Grover's Algorithm / Search

Grover’s Algorithm for Efficient Search applies when you have a function which returns "True" for one of its possible inputs, and "False" for all the other inputs.  The algorithm is designed to find the one input that returns "True".

What the algorithm really does is it searches through the input of the function until it finds that single input that causes the function to return true.

So, how does the algorithm work?  Grover's algorithm consists of three main steps: 1) state preparation, 2) the oracle, and 3) the diffusion operator.

Before starting, the location of the marked item is unknown. 

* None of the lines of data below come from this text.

PR #35, opened 2015-05-15
Treat abandon+worship as direct switching, for E/Z/1.

amalloy:
The religion screen isn't clear about *how* you should switch
between the good gods, so we should really treat aXp the same
as just p.

### DIFF
--- a/crawl-ref/source/ability.cc
+++ b/crawl-ref/source/ability.cc
@@ -2824,7 +2824,7 @@ static spret_type _do_ability(const ability_def& abil, bool fail)
             && yesno("Are you sure you won't change your mind later?",
                      false, 'n'))
         {
-            excommunication();
+            excommunication(GOD_NO_GOD, false, true);
         }
         else
         {
--- a/crawl-ref/source/ability.cc
+++ b/crawl-ref/source/ability.cc
@@ -2824,7 +2824,7 @@ static spret_type _do_ability(const ability_def& abil, bool fail)
             && yesno("Are you sure you won't change your mind later?",
                      false, 'n'))
         {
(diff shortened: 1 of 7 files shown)


MarvinPA:
I think your unmarshalling code isn't quite right, since you have the unmarshalling of saved_good_god_piety and previous_good_god disappearing on major save bump - it needs to initialise them to 0 with the tag check, or otherwise unmarshall them normally?

amalloy:
You are probably right, @MarvinPA, but I guess I don't understand the forward-compatibility design in tags.cc. It sounds to me like you are saying that if major version is changed to 35, this unmarshalling code disappears, which does look like a problem indeed. But didn't I do it similarly to `TAG_MINOR_LORC_TEMPERATURE`, which also has unmarshalling that will vanish in version 35? What should I be doing differently to be forwards-compatible here? Just take it out of the #ifdef, which I guess is not needed for backwards compatibility, so that it always happens?

MarvinPA:
Lava orc temperature is something that's being removed when the major version is bumped, so the unmarshalling code for it is also marked for removal. Since saved_good_god_piety is being added, you want to initialise it to 0 if the major version is 34 and the minor version <= TAG_MINOR_SAVED_PIETY (meaning the save comes from a game that didn't already had a saved piety field). Otherwise, you want to unmarshall it normally since the save must be from a game that already has that field.

TAG_MINOR_RU_SACRIFICES is an example that does that kind of thing (just keep an eye on where the braces and #ifdefs go, since that one was also wrong until just recently! :P). Probably |amethyst or somebody else in IRC can do a better job explaining save compat than me if this didn't make any sense.

PR #37, opened 2015-05-19
Rename Sustain Abilities to Sustain Attributes.

alexjurkiewicz:


alexjurkiewicz:
There are some other sustab referenced in `crawl-ref/source/wiz-dump.cc` which I think are old code compact so I didn't touch -- is that correct??

alexjurkiewicz:
Fixed the wiz-dump conditionals @wheals mentioned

In the first step, the search space is created.  This search space consists of all the possible cases. Since any guess is as good as any other guess, the locations can be expressed in terms of a uniform superposition.  Note: if there are 3 qubits in the system, the list of all possible cases is the states |000> through |111>.  So, with 3 qubits, the size of the available search space or list can be, at most, N = 2³ = 8.

2. Oracle:

In the second step, the oracle marks the correct answer(s). The oracle adds a negative phase to the solution states so it will standout.   So, the oracle is a diagonal matrix with the entry that correspond to the marked item having a negative phase.

3. Diffusion Operator:

In the third step, the diffusion operator magnifies the answers so they stand out and can be measured.